Provided data ->
Issue #721, opened 2015-11-03
Problem with powersaving


NiklausS:
Hi,
just upgraded to from 0.9.5 to 0.9.6 and found that esp does not go to LIGHT_SLEEP or MODEM_SLEEP after dsleep -> the powerconsumption remains at 50mA with 0.9.5 this was working fine.

tested with:
ok - nodemcu_float_0.9.5_20150318.bin  (NodeMCU 0.9.5 build 20150318  powered by Lua 5.1.4)
bad - nodemcu-dev-18-modules-2015-10-27-15-11-48-float.bin (Lua 5.1.4 on SDK 1.4.0)
bad - nodemcu-dev140-19-modules-2015-10-28-20-33-03-float.bin

```Lua
tmr.alarm(1, gsleep*1000, 0, function()
print("timer1 trigger dsleep - "..node.heap())
node.dsleep(1000000, 4)
end)
```

Thanks for the greate software.
 Nik

dnc40085:
I'm having the same issue with the current dev branch(SDK ver 1.4.0).
The SDK function `deep_sleep_set_option()` used by `node.dsleep()`, is returning a 0, which indicates a failure according to the SDK programming guide.

dnc40085:
The new function `wifi.sleep` should help you accomplish your task until the `node.dsleep` issue is resolved

NiklausS:
Thanks,
already tested it yesterday and it works so far.
I've places a wifi.sleep(0) at line 1 in the init.lua. I see a small  peek of approx. 60mA. 
So far this works as workaround.
I guess this goes in line with the readvdd33(), returning always 65535 in dev branches.

PR #725, opened 2015-11-04
Add function wifi.sleep

dnc40085:
This pull request adds functionality to force wifi radio into sleep mode without restart.

This is also workaround for the deep sleep issue #721 where executing `node.dsleep(us, 4)` does not disable radio upon waking up

#### Description
Force wifi radio into sleep mode.

Note:
* if wifi radio was disabled using node.dsleep(us, 4) executing wifi.sleep(0) WILL NOT re-enable wifi radio.
* Wifi mode MUST BE SET after re-enabling wifi radio, since wifi.sleep(1) sets wifi mode to NULL.

#### Syntax
wifi.sleep()
wifi.sleep(desired_sleep_state)

#### Parameters
desired_sleep_state:  (if sleep state was changed, return new sleep state. otherwise return current sleep state)
* 0 : Disable sleep mode
* 1 : Enable sleep mode
* nil : Do not change sleep state, return current sleep state.

#### Returns
Current WiFi sleep mode

#### Example

```lua
    --get current wifi sleep state
    print("wifi sleep mode is currently set to"..wifi.sleep())
    
    --enable forced wifi radio sleep
    print("forced wifi sleep mode is now set to "..wifi.sleep(1))

    --disable forced wifi radio sleep
    print("forced wifi sleep mode is now set to "..wifi.sleep(0))
    wifi.setmode(wifi.STATION) --WIFI MODE MUST BE SET AFTER WIFI RADIO IS RE-ENABLED
    wifi.sta.connect()
```

### DIFF
--- a/app/modules/wifi.c
+++ b/app/modules/wifi.c
@@ -20,7 +20,7 @@ static uint8 getap_output_format=0;
 
 //wifi.sleep variables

Exercise prompt -> Starting at the top of the records, copy every line exactly.

The answer ->
Issue #721, opened 2015-11-03
Problem with powersaving


NiklausS:
Hi,
just upgraded to from 0.9.5 to 0.9.6 and found that esp does not go to LIGHT_SLEEP or MODEM_SLEEP after dsleep -> the powerconsumption remains at 50mA with 0.9.5 this was working fine.

tested with:
ok - nodemcu_float_0.9.5_20150318.bin  (NodeMCU 0.9.5 build 20150318  powered by Lua 5.1.4)
bad - nodemcu-dev-18-modules-2015-10-27-15-11-48-float.bin (Lua 5.1.4 on SDK 1.4.0)
bad - nodemcu-dev140-19-modules-2015-10-28-20-33-03-float.bin

```Lua
tmr.alarm(1, gsleep*1000, 0, function()
print("timer1 trigger dsleep - "..node.heap())
node.dsleep(1000000, 4)
end)
```

Thanks for the greate software.
 Nik

dnc40085:
I'm having the same issue with the current dev branch(SDK ver 1.4.0).
The SDK function `deep_sleep_set_option()` used by `node.dsleep()`, is returning a 0, which indicates a failure according to the SDK programming guide.

dnc40085:
The new function `wifi.sleep` should help you accomplish your task until the `node.dsleep` issue is resolved

NiklausS:
Thanks,
already tested it yesterday and it works so far.
I've places a wifi.sleep(0) at line 1 in the init.lua. I see a small  peek of approx. 60mA. 
So far this works as workaround.
I guess this goes in line with the readvdd33(), returning always 65535 in dev branches.

PR #725, opened 2015-11-04
Add function wifi.sleep

dnc40085:
This pull request adds functionality to force wifi radio into sleep mode without restart.

This is also workaround for the deep sleep issue #721 where executing `node.dsleep(us, 4)` does not disable radio upon waking up

#### Description
Force wifi radio into sleep mode.

Note:
* if wifi radio was disabled using node.dsleep(us, 4) executing wifi.sleep(0) WILL NOT re-enable wifi radio.
* Wifi mode MUST BE SET after re-enabling wifi radio, since wifi.sleep(1) sets wifi mode to NULL.

#### Syntax
wifi.sleep()
wifi.sleep(desired_sleep_state)

#### Parameters
desired_sleep_state:  (if sleep state was changed, return new sleep state. otherwise return current sleep state)
* 0 : Disable sleep mode
* 1 : Enable sleep mode
* nil : Do not change sleep state, return current sleep state.

#### Returns
Current WiFi sleep mode

#### Example

```lua
    --get current wifi sleep state
    print("wifi sleep mode is currently set to"..wifi.sleep())
    
    --enable forced wifi radio sleep
    print("forced wifi sleep mode is now set to "..wifi.sleep(1))

    --disable forced wifi radio sleep
    print("forced wifi sleep mode is now set to "..wifi.sleep(0))
    wifi.setmode(wifi.STATION) --WIFI MODE MUST BE SET AFTER WIFI RADIO IS RE-ENABLED
    wifi.sta.connect()
```

### DIFF
--- a/app/modules/wifi.c
+++ b/app/modules/wifi.c
@@ -20,7 +20,7 @@ static uint8 getap_output_format=0;
 
 //wifi.sleep variables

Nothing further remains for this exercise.